I have a data set given in CSV format as follows:
Policy_Number,var1,var2,var3,Exposure
1,B,H,J,191
2,B,F,Unknown,174
3,C,Unknown,I,153
4,B,G,L,192
5,Unknown,E,Unknown,184
6,D,E,K,113
7,C,Unknown,I,140
8,A,H,I,133
9,C,F,I,194
10,Unknown,G,Unknown,105
11,B,H,L,172
12,A,Unknown,I,198
13,D,E,K,155
14,Unknown,G,K,177
15,B,H,Unknown,100
16,D,Unknown,J,176
17,B,E,I,112
18,Unknown,E,J,192
19,C,Unknown,K,146
20,C,G,Unknown,187
i want to find out the highest and Second highest 'Exposure' values for each Variable that is Var1, Var2, Var3.

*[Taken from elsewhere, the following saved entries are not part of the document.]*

Issue #258, opened 2025-07-29
Fix all ruff-issues and enable automatic linting


steinmn:
Automatic linting is currently disabled because there are over 300 code quality issues that need to be resolved before the test would pass.

sveinse:
Code quality created. The function "sub-issue" is also good thing to catch them under one (this?) umbrella.

sveinse:
When looking at the lint errors ruff provides, I think we shouldn't blindly start changing to code to pass the lint error. We also need to evaluate if that particular rule makes sense for us. HA has a very long list of exceptions and we've just adopted a few. So we should also update the exception rules where it makes sense.

rhammen:
Progress note: **PR #390** clears all ruff errors in `custom_components/zaptec/zaptec/api.py` (36 → 0) — api.py held the bulk of the remaining lint debt. Once the rest of the tree is clean, the CI `ruff check` step (currently run with `--exit-zero`) can be switched to enforcing so this stays green.

Offline unit-test coverage for api.py landed alongside in **PR #391** (~13% → ~66%), which makes further cleanup safer to verify.

sveinse:
Once we've merged these two PRs, should we consider this issue as closed? If so, we can label this for the v0.8.8 milestone.

rhammen:
I'd say we can close this issue when these 2 PRs are merged.

PR #261, opened 2025-07-29
Add more explicit typing

steinmn:
`ruff check .` now down to 308 errors. part of #258

### DIFF
--- a/custom_components/zaptec/__init__.py
+++ b/custom_components/zaptec/__init__.py
@@ -482,7 +482,7 @@ class ZaptecManager:
 
         return entities
 
-    def create_streams(self):
+    def create_streams(self) -> None:
         """Create the streams for all installations."""
         for install in self.zaptec.installations:
             if install.id in self.zaptec:
@@ -496,7 +496,7 @@ class ZaptecManager:
                 )
                 self.streams.append((task, install))
 
-    async def cancel_streams(self):
+    async def cancel_streams(self) -> None:
         """Cancel all streams for the account."""
         for task, install in self.streams:
             _LOGGER.debug("Cancelling stream for %s", install.qual_id)
@@ -702,7 +702,7 @@ class ZaptecUpdateCoordinator(DataUpdateCoordinator[None]):
             finally:
                 self._trigger_task = None
 
-        def cleanup_task(_task: asyncio.Task):
+        def cleanup_task(_task: asyncio.Task) -> None:
             """Cleanup the task after it has run."""
             self._trigger_task = None
 
@@ -792,6 +792,7 @@ class ZaptecBaseEntity(CoordinatorEntity[ZaptecUpdateCoordinator]):
         Raises:
             KeyUnavailableError: If key doesn't exist or obj doesn't have
             `.get()`, which indicates that obj isn't a Mapping-like object
+
         """
         obj = self.zaptec_obj
         key = key or self.key
@@ -830,7 +831,7 @@ class ZaptecBaseEntity(CoordinatorEntity[ZaptecUpdateCoordinator]):
         return f".{v}"
 
     @callback
-    def _log_value(self, attribute: str | None, force=False):
+    def _log_value(self, attribute: str | None, force=False) -> None:
         """Helper to log a new value."""
         if attribute is None:
             return
@@ -849,7 +850,7 @@ class ZaptecBaseEntity(CoordinatorEntity[ZaptecUpdateCoordinator]):
             )
 
     @callback
-    def _log_unavailable(self, exception: Exception | None = None):
+    def _log_unavailable(self, exception: Exception | None = None) -> None:
         """Helper to log when unavailable."""
         available = self._attr_available
         prev_available = self._prev_available
@@ -880,7 +881,7 @@ class ZaptecBaseEntity(CoordinatorEntity[ZaptecUpdateCoordinator]):
             _LOGGER.info("Entity %s is available", self.entity_id)
 
     @property
-    def key(self):
+    def key(self) -> str:
         """Helper to retrieve the key from the entity description."""
         return self.entity_description.key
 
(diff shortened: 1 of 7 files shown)


custom_components/zaptec/zconst.py
```diff
@@ -95,80 +98,79 @@ def update_ids_from_schema(self, device_types):
...
 
-    def type_user_roles(self, v):
+    def type_user_roles(self, val: int) -> str:
         """Convert the user roles to a string."""
-        val = int(v)
-        if not val:
+        if val == 0:
             return "None"
-        roles = set(k for k, v in self.get("UserRoles", {}).items() if v & val == v)
+        roles = {k for k, v in self.get("UserRoles", {}).items() if v != 0 and v & val == v}
```
steinmn: Note: added `v != 0` because
```Current user roles        User, Owner, None```
looks a bit silly

File: custom_components/zaptec/__init__.py [hunk 2]
```diff
@@ -792,6 +792,7 @@ def _get_zaptec_value(
         Raises:
             KeyUnavailableError: If key doesn't exist or obj doesn't have
             `.get()`, which indicates that obj isn't a Mapping-like object
+
```
sveinse, line 800: Nitpick, did you add this, or was this the auto-formatter? Did you run autoformat on any of these?

steinmn:
@sveinse I took a pass and handled some of the more obvious/simpler ruff-complaints. Up to you if you want to look at this now, or leave it for after 0.8.0 is released.

custom_components/zaptec/zconst.py
```diff
@@ -43,7 +44,9 @@ class ZConst(UserDict):
     ]
     """Valid parameters for charger settings (`chargers/{id}/update`)."""
 
-    def get_remap(self, wanted, device_types=None) -> dict:
+    def get_remap(
+        self, wanted: list[str], device_types: Iterable[str] | None = None
```
sveinse: I wonder if `Iterable[str]` is not the right type here, as the "in" operation is used and `Iterable` doesn't have `__contains__`. Interesting that the linter doesn't react to that.

See https://docs.python.org/3/library/collections.abc.html#collections-abstract-base-classes

custom_components/zaptec/zconst.py
```diff
@@ -95,80 +98,79 @@ def update_ids_from_schema(self, device_types):
...
+    def type_ocmf(self, data: str) -> dict[str, Any]:
         """Open Charge Metering Format (OCMF) type."""
         # https://github.com/SAFE-eV/OCMF-Open-Charge-Metering-Format/blob/master/OCMF-en.md
         sects = data.split("|")
         if len(sects) not in (2, 3) or sects[0] != "OCMF":
-            raise ValueError(f"Invalid OCMF data: {data}")
-        data = json.loads(sects[1])
-        return data
+            msg = f"Invalid OCMF data: {data}"
+            raise ValueError(msg)
```
sveinse: This is one of the linting error that I'm _really_ uncertain about. This is the first time I've heard about this rule via ruff, and I'm not seeing HA adhering to this.

custom_components/zaptec/zconst.py
sveinse: I don't quite understand this one. Isn't `0` falsey and the ig `if v` would filter it out? There is something here I'm not getting.

steinmn: Maybe we should add extra parentheses for clarity?
`if (v != 0) and (v & val) == v`
The problem is that `v & val` (bitwise and) evaluates to 0 when v=0, and `0 == 0` is true.

sveinse: Oh, indeed. That was a sneaky one. I suggest adding a comment above saying that the v != 0 is to prevent 0 == 0.

custom_components/zaptec/__init__.py
steinmn: I did run `ruff check . --fix` once (by accident, had forgotten to remove --fix), but I removed the ones that I didn't feel were obvious keepers.

This one is https://docs.astral.sh/ruff/rules/missing-blank-line-after-last-section/#missing-blank-line-after-last-section-d413, and while it doesn't look like many components have gotten around to adding `Raises:` to their docstrings, the ones who have have included the last blank line https://github.com/search?q=repo%3Ahome-assistant%2Fcore%20Raises%3A&type=code

custom_components/zaptec/zconst.py
steinmn: Hmm looks like I've tried to be too general, maybe just go for `set` instead?

custom_components/zaptec/zconst.py
steinmn: Ok, I'll remove it here, and we leave it for later

custom_components/zaptec/zconst.py
sveinse: `set`, `list` and `dict` have `Container[str]` in common

steinmn: Do you want it changed to `Container`, or is it ok with `set`? We only call the function in one location, and it is called on a set 🤷

sveinse: I think either is ok. If you chose `set` and if someone later wants to extend this to a more generic type, then we can make the more generic change then. -- But what we do want to avoid later is someone doing `.get_remap(wanted, device_type=set(a_list))` to satisfy the linter.

custom_components/zaptec/__init__.py
sveinse: I'm happy, I was just curious.

custom_components/zaptec/zconst.py
steinmn: Ok, then I think I'll leave it as set.

steinmn:
Done

sveinse:
Merged. Thank you.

subsequently the output file must look like:
VariableName VariableValue Max_Exposure Exposure_Percentage
Var1 A 198
Var1 A 133
Var1 B 192
Var1 B 191
Var1 C 194
Var1 C 187
Var1 D 176
Var1 D 155
Var1 Unknown 192
Var1 Unknown 184
Var2 E 192
Var2 E 184
Var2 F 194
Var2 F 174
Var2 G 192
Var2 G 187
Var2 H 191
Var2 H 172
Var2 Unknown 198
Var2 Unknown 176
Var3 I 198
Var3 I 194
Var3 J 192
Var3 J 191
Var3 K 177
Var3 K 155
Var3 L 192
Var3 L 187
Var3 Unknown 184
Var3 Unknown 194
Where Exposure_Percentage is the percentage of the exposure of each VariableValue.
i am doing it with a very raw approach. i am creating 3 tables and finding out the Maximum and second maximum exposure for each table and then i am merging those 3 tables. but if the VariableName are increased that is more columns are introduced in the data then my approach will fail. the code for the same be like as follows:
data try2;
infile 'complex.csv' dsd dlm = ',' FIRSTOBS = 2;
Length Policy_Number Var1 $ 10 Var2 $ 10 Var3 $ 10 Exposure 3;
input Policy_Number $ Var1 $ Var2 $ Var3 $ Exposure;
run;
proc sort data = try2;
by Var3 descending Exposure;
run;
data need2;
set try2;
by Var1;
if first.var1 then n=0;
n+1;
if n=1 then output;
if n=2 then output;
run;
Please show me possible solution to such problems. Thanks in advance.